Martha Portobanco

Personal information
- Nationality: Nicaraguan
- Born: 29 January 1971 (age 55)

Sport
- Sport: Long-distance running
- Event: 5000 metres

Medal record
Women's athletics
Representing Nicaragua
Central American Games
| Bronze medal – third place | 1990 Tegucigalpa | 4 × 400 m relay |
| Silver medal – second place | 1994 San Salvador | 4 × 400 m relay |

= Martha Portobanco =

Nicaraguan long-distance runner

Martha Portobanco (born 29 January 1971) is a Nicaraguan long-distance runner. She competed in the women's 5000 metres at the 1996 Summer Olympics.

Portobanco won two Central American Games medals as a member of the Nicaraguan 4 × 400 metres relay team. Her first came at the 1990 Games in Tegucigalpa, where she won bronze leading off the team.

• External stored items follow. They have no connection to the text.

PR #889, opened 2020-04-01
NN-2526: Include suspended count to attendance statistics dashboard

Nimphal:
Screenshot from 2020-04-01 14-55-39


Nimphal:
Do you mean for the lists of offenders? That's a separate story.

PR #1518, opened 2021-02-17
NN-3144: Add home link to cell move confirmation page

sp-watson:


sp-watson:
Doing it again, as there is a much easier way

She competed in her first global championship at the 1993 World Championships in Athletics, qualifying in the 1500 m and 300 m. In the 1500 m, she finished 12th in her heat in 4:56.22, while in the 3000 m she finished 15th in her qualifier in 10:48.08. Portobanco also set the Nicaraguan 10,000 m record of 40:13.20 in 1993, which still stood as of 2014.

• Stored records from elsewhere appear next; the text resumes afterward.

PR #1529, opened 2021-02-19
NN-3182 notification banner

JamieDraperUK:
image


backend/services/notificationCookie.js
```diff
@@ -0,0 +1,14 @@
+const COOKIE_NAME = 'ui-notification-bar'
+const notificationKey = ({ id, revision }) => `${id}-${revision}`
+
+const markAsDismissed = (res, { id, revision }) => {
+  const oneYear = 52 * 24 * 3600000
+  return res.cookie(COOKIE_NAME, notificationKey({ id, revision }), { maxAge: oneYear, httpOnly: true })
```
andrewrlee, line 6: [We erred on caution and signed and set the secure flag in production ](https://github.com/ministryofjustice/hmpps-book-video-link/blob/main/backend/routes/amendBooking/state.ts)

Wasn't sure if this was the sort of thing that might appear on a pen test or not. 

obviously you are not storing any critical data in here

JamieDraperUK: I know what you're saying but in this case I think it's fine as it only drives the viability of the notification bar.

backend/middleware/notificationHandler.js
```diff
@@ -0,0 +1,47 @@
...
+
+const options = {
+  renderMark: {
+    [MARKS.BOLD]: text => `<p class="govuk-!-font-weight-bold">${text}</p>`,
+    [MARKS.ITALIC]: text => `<em>${text}</em>`,
+  },
+  renderNode: {
+    [INLINES.HYPERLINK]: (node, next) => {
+      // Update to @govuk-react/link when out of Alpha
+      return `<a class="link" href="${node.data.uri}">
```
jsrobertson, line 13: class="govuk-link" and can get rid of the reference to govuk-react/link

backend/middleware/notificationHandler.js
```diff
@@ -0,0 +1,47 @@
+const moment = require('moment')
+const { INLINES, MARKS } = require('@contentful/rich-text-types')
+const { documentToHtmlString } = require('@contentful/rich-text-html-renderer')
+
+const options = {
+  renderMark: {
+    [MARKS.BOLD]: text => `<p class="govuk-!-font-weight-bold">${text}</p>`,
```
jsrobertson, line 7: <strong>${text}</strong> would be better here I reckon.  We do the same in content.js

jsrobertson (approved):
LGTM

PR #1532, opened 2021-02-22
NN-3008 CSRA history page

jsrobertson:
Screenshot 2021-02-22 at 12 11 11


backend/controllers/prisonerProfile/prisonerCsraHistory.js
```diff
@@ -0,0 +1,58 @@
...
+
+const csraOptions = [
+  { value: 'STANDARD', text: 'Standard' },
+  { value: 'HI', text: 'High' },
+  { value: 'PEND', text: 'Pending' },
+]
+
+module.exports = ({ prisonApi }) => async (req, res) => {
+  const { offenderNo } = req.params
+  const { csra, location } = req.query
```
JamieDraperUK, line 11: We need to start handling missing query parameters like these. Need to either redirect or respond with a something went wrong page and a HTTP 400 status.

backend/tests/prisonerCsraHistory.test.js
```diff
@@ -0,0 +1,202 @@
+const prisonerCsraHistory = require('../controllers/prisonerProfile/prisonerCsraHistory')
```
JamieDraperUK, line 1: Is there a test that covers sorting?

JamieDraperUK (approved):
LGTM

backend/tests/prisonerCsraHistory.test.js
jsrobertson: Yeah although there's no specific labelled test for it, it's covered under the `should render the correct template with the correct values` test. The mock data is ordered as **2011-06-02, 2014-11-10, 2013-11-10** but gets passed to the template in the correct descending order.

PR #1535, opened 2021-02-22
NN-3186 fix stats page bug

JamieDraperUK:
There aren't any int tests for this page so I'll add some in the next PR


petergphillips (approved):
LGTM

PR #1537, opened 2021-02-23
NN-3115 Update CSRA info in prisoner profile header

jsrobertson:
Combine CSRA and last review date in prisoner profile header and add link to new CSRA history page:
image


JamieDraperUK (approved):
LGTM

PR #1538, opened 2021-02-23
NN-3197 handle timeouts

JamieDraperUK:
The select activity location page uses a very slow query that generally times out on the first few tries. This ticket stops these types of errors polluting our azure logs. 

Longer time we need to investigate if elastic search is a viable solution to this problem.


jsrobertson (approved):
Nice one

PR #1539, opened 2021-02-23
Nn 3178 handle validation errors for case notes

sp-watson:
Handle prison-api validation of case notes correctly


backend/tests/caseNote.test.js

Portobanco won her second medal at the 1994 Central American Games. She led off the Nicaraguan silver medal-winning 4 × 400 m team, finishing behind El Salvador.

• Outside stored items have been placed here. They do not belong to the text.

PR #1572, opened 2021-03-10
NN-3114 CSRA details page

jsrobertson:
CSRA details page:
image

Link from CSRA history page:
image

### DIFF
--- a/backend/controllers/prisonerProfile/prisonerCsraReview.js
+++ b/backend/controllers/prisonerProfile/prisonerCsraReview.js
@@ -1,13 +1,11 @@
 const { putLastNameFirst, formatName, formatTimestampToDate } = require('../../utils')
+const { notEnteredMessage } = require('../../common-messages')
 
-const csraOptions = [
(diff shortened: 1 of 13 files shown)


backend/controllers/prisonerProfile/prisonerCsraReview.js
```diff
@@ -0,0 +1,78 @@
...
+  HI: 'High',
+}
+
+module.exports = ({ prisonApi }) => async (req, res, next) => {
+  const { offenderNo } = req.params
+  const { assessmentSeq } = req.query
+
+  try {
+    const prisonerDetails = await prisonApi.getDetails(res.locals, offenderNo)
+    const { bookingId, firstName, lastName } = prisonerDetails
```
sp-watson, line 16: I don't think this works for reviews from a previous location. I believe the bookingId needs to come from the link - it is part of the details returned for each CSRA in the history page. BTW you can test with prisoner `G2458GG` on T3

sp-watson (approved):

PR #1575, opened 2021-03-11
NN-3219 Add Google Tag Manager and active case load selector

jsrobertson:
Matching selector configured in GTM dashboard:
Screenshot 2021-03-10 at 16 03 32

We still need the Google analytics ID for now, for the React App and the server side raiseAnalyticsEvent.


JamieDraperUK (approved):
LGTM!

PR #1576, opened 2021-03-11
NN-3114 Update csra reviewed by to add assessment committee

jsrobertson:
Also updated breadcrumbs with page title and link back to CSRA history


backend/controllers/prisonerProfile/prisonerCsraReview.js
```diff
@@ -61,7 +70,7 @@ module.exports = ({ prisonApi }) => async (req, res, next) => {
         },
         {
           key: { text: 'Reviewed by' },
-          value: { text: formatName(staffDetails.firstName, staffDetails.lastName) },
+          value: { text: originalClassificationCode ? `${assessorAuthority} - ${assessorName}` : assessorName },
```
sp-watson, line 73: i don't think we need the `originalClassificationCode` check do we?

sp-watson (approved):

She competed in the 1500 m and 5000 m at the 1995 World University Games in Fukuoka, Japan. Portobanco finished 11th in her 1500 m heat but finished 18th in the 5000 m finals, setting a personal best of 18:28.31 minutes.

At the 1996 Olympics, Portobanco was seeded in the 3rd 5000 m heat. She placed 15th, failing to advance. Her time of 18:42.78 was noted to have failed to improve upon her personal best.

Portobanco also competed at the 1997 World Championships in Athletics in the 5000 m. She finished 21st in her heat with a 19:08.44 minute time.

==Personal life==
Portobanco attended the National University of Engineering in Nicaragua.

In 2019, Portobanco received a plaque of recognition from her alma mater. She was called in Spanish an illustrious figure that raised the university's profile.